Goal of the exercise> Please write out exactly the lines of the data below from the line holding "## Description" through the line holding "- More effective", and leave out the rest.

Provided information below:

PR #1846, opened 2026-06-11
fix: tighten timeline hero layout

### LINKED ISSUE #1653: feat: Implement Scrollable Timeline Container with Current Milestone Focus
## Description
The homepage timeline component currently occupies a very large portion of the hero section, which affects both usability and overall page layout.

The timeline panel is significantly taller than necessary and displays many past and future events at once. As a result, the most relevant information—the current active milestone—is not immediately visible and users must scroll through the timeline to locate it.

Additionally, the oversized timeline panel constrains the main content area on the left side of the hero section, making the layout feel unbalanced and leaving large amounts of unused whitespace on the page.

---

## Suggested Improvements

- Set a fixed height for the timeline container.
- Enable internal scrolling for timeline events.
- Auto-scroll to the current active milestone on page load.
- Optimize the layout so both the hero content and timeline section are proportionally sized.
- Reduce unnecessary whitespace created by the oversized timeline component.

---

## Benefits

- Current milestone becomes immediately visible.
- Faster access to the most relevant timeline information.
- Better use of available screen space.
- Improved readability and visual balance.
- More effective presentation of homepage content.
- Cleaner and more user-friendly experience on both desktop and mobile devices.

---

## Current Behaviour

- The timeline panel takes up a large amount of vertical space.
- Users must manually scroll through multiple events to locate the current milestone.
- The timeline begins from older events rather than focusing on the current stage.
- The hero section appears visually unbalanced.
- The main content area is constrained because of the large timeline panel.
- Excess whitespace appears in the layout.

---

## Expected Behaviour

- Reduce the visible height of the timeline component.
- Keep the timeline scrollable within its container.
- Automatically position the timeline so the current/active milestone is visible near the center when the page loads.
- Allow users to scroll upward to view previous milestones and downward to view upcoming milestones.
- Improve the overall balance of the hero section by preventing the timeline from occupying excessive space.
- Allow the main content area to utilize the available space more effectively.

---

## Screenshots

Image
Image

---

## 🌱 Contributor Checklist

saurabhhhcodes:
## Summary
- give the timeline panel a fixed, responsive height so it doesn't swallow the hero
- keep the timeline internally scrollable instead of stretching the page
- center the current milestone on load so the most relevant date is visible immediately

## Validation
- `git diff --check`
- `npm test`

Fixes #1653

### DIFF
--- a/index.html
+++ b/index.html
@@ -1335,7 +1335,7 @@ kbd:hover{
             <h3 class="font-headline font-extrabold text-lg sm:text-xl">2026 Timeline</h3>
             <span class="px-3 py-1 bg-green-100 text-green-700 rounded-full text-[10px] font-bold uppercase tracking-wider">Live</span>
           </div>
-          <div id="timeline-milestones" aria-label="GSoC timeline milestones" class="space-y-4 sm:space-y-5 overflow-y-auto max-h-[50vh] pl-4 no-scrollbar focus:outline-none focus:ring-2 focus:ring-primary/30 rounded-lg"></div>
+          <div id="timeline-milestones" aria-label="GSoC timeline milestones" class="space-y-4 sm:space-y-5 overflow-y-auto pl-4 no-scrollbar focus:outline-none focus:ring-2 focus:ring-primary/30 rounded-lg"></div>
           <div class="mt-5 sm:mt-6 pt-5 sm:pt-6 border-t border-zinc-100">
             <div class="flex items-center justify-between">
               <span class="text-xs text-zinc-500" id="countdown-label">Next milestone</span>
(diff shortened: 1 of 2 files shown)


S3DFX-CYBER (changes requested):
The approach here is sensible — giving `#timeline-milestones` a clamped height via `clamp(18rem, 42vh, 28rem)` so the panel stops stretching the hero, and switching the centering logic to `scrollIntoView({ block: 'center' })` with a `typeof === 'function'` guard is cleaner than the manual offset math it replaces. DCO is verified and `Fixes #1653` is present. No lockfile or dependency changes, and `index.html`/`src/js/app.js` sync isn't implicated since the JS lives inline in `index.html` and the change is self-contained there.

**One real issue: `scroll-behavior: smooth` needs a reduced-motion guard.** `src/styles.css` line 374 sets `scroll-behavior: smooth` on `#timeline-milestones` with no `prefers-reduced-motion` override. For users with vestibular sensitivity or motion-reduction enabled, forced smooth scrolling is an accessibility regression (it's also a WCAG 2.1 SC 2.3.3 concern). Please add:

```css
@media (prefers-reduced-motion: reduce) {
  #timeline-milestones { scroll-behavior: auto; }
}
```

**Trailing-newline removal in `src/styles.css`.** The diff also deletes the final newline at the end of `styles.css` (the `-\n` at the bottom of the hunk). That's a cosmetic regression — POSIX wants a trailing newline, and removing it can cause noisy diffs in tools that expect one. Re-add the trailing newline.

**`merge-conflicts` label.** The branch currently conflicts with `main` (`mergeable_state: dirty`), so a rebase is needed before this can land even after the CSS fix.

Fix the reduced-motion guard, restore the trailing newline, and rebase — then this should be good.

End of Provided information.

Exercise result>
## Description
The homepage timeline component currently occupies a very large portion of the hero section, which affects both usability and overall page layout.

The timeline panel is significantly taller than necessary and displays many past and future events at once. As a result, the most relevant information—the current active milestone—is not immediately visible and users must scroll through the timeline to locate it.

Additionally, the oversized timeline panel constrains the main content area on the left side of the hero section, making the layout feel unbalanced and leaving large amounts of unused whitespace on the page.

---

## Suggested Improvements

- Set a fixed height for the timeline container.
- Enable internal scrolling for timeline events.
- Auto-scroll to the current active milestone on page load.
- Optimize the layout so both the hero content and timeline section are proportionally sized.
- Reduce unnecessary whitespace created by the oversized timeline component.

---

## Benefits

- Current milestone becomes immediately visible.
- Faster access to the most relevant timeline information.
- Better use of available screen space.
- Improved readability and visual balance.
- More effective presentation of homepage content.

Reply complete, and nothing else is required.